- [Task statement]:
This exercise needs the listing below duplicated exactly.

- [Data extract]:
PR #468, opened 2025-07-19
wip: add sedimentree

alexjg:
This PR is an attempt to find a minimal way to add  a new sedimentree based method of synchronizing documents to automerge-repo. The overall strategy is to add a second network subsystem which speaks sedimentree rather than speaking the automerge sync protocol. We are planning to implement the actual sedimentree logic in a separate rust-compiled-to-wasm package, so this PR is mostly wiring up a stubbed out version to automerge-repo internals. Specifically:

* Add an `Sedimentree` interface describing the interface we expect a sedimentree based network subsystem to implement
* Add a new `sedimentreeImplementation` and `sedimentreeAdapters` argument to the `RepoConfig` constructor. The idea behind this is that whilst we are developing it is quicker to inject the implementation into Repo than to import it internally - we don't have to keep rebuilding automerge-repo that way. The `sedimentreeAdapters` are the network adapters which are intended for use with the new sedimentree subsystem. `Repo` passes these adpaters to `sedimentreeImplementation.start` on boot.
* Split the "unavailalable" xstate machine into two parallel states tracking unavailability from the existing network adadpter and from the sedimentree network adapter
* If a `sedimentreeImplementation` is passed then use it to request `DocHandle`s.

### DIFF
--- a/packages/automerge-repo/src/DocHandle.ts
+++ b/packages/automerge-repo/src/DocHandle.ts
@@ -120,11 +120,41 @@ export class DocHandle<T> extends EventEmitter<DocHandleEvents<T>> {
           after: { [delay]: "unavailable" },
         },
         requesting: {
+          type: "parallel",
           on: {
-            DOC_UNAVAILABLE: "unavailable",
             DOC_READY: "ready",
           },
-          after: { [delay]: "unavailable" },
+          states: {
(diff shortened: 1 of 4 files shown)


expede:
Preeeeeetty sure that we can close this one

- [Result of the exercise]:
PR #468, opened 2025-07-19
wip: add sedimentree

alexjg:
This PR is an attempt to find a minimal way to add  a new sedimentree based method of synchronizing documents to automerge-repo. The overall strategy is to add a second network subsystem which speaks sedimentree rather than speaking the automerge sync protocol. We are planning to implement the actual sedimentree logic in a separate rust-compiled-to-wasm package, so this PR is mostly wiring up a stubbed out version to automerge-repo internals. Specifically:

* Add an `Sedimentree` interface describing the interface we expect a sedimentree based network subsystem to implement
* Add a new `sedimentreeImplementation` and `sedimentreeAdapters` argument to the `RepoConfig` constructor. The idea behind this is that whilst we are developing it is quicker to inject the implementation into Repo than to import it internally - we don't have to keep rebuilding automerge-repo that way. The `sedimentreeAdapters` are the network adapters which are intended for use with the new sedimentree subsystem. `Repo` passes these adpaters to `sedimentreeImplementation.start` on boot.
* Split the "unavailalable" xstate machine into two parallel states tracking unavailability from the existing network adadpter and from the sedimentree network adapter
* If a `sedimentreeImplementation` is passed then use it to request `DocHandle`s.

### DIFF
--- a/packages/automerge-repo/src/DocHandle.ts
+++ b/packages/automerge-repo/src/DocHandle.ts
@@ -120,11 +120,41 @@ export class DocHandle<T> extends EventEmitter<DocHandleEvents<T>> {
           after: { [delay]: "unavailable" },
         },
         requesting: {
+          type: "parallel",
           on: {
-            DOC_UNAVAILABLE: "unavailable",
             DOC_READY: "ready",
           },
-          after: { [delay]: "unavailable" },
+          states: {
(diff shortened: 1 of 4 files shown)


expede:
Preeeeeetty sure that we can close this one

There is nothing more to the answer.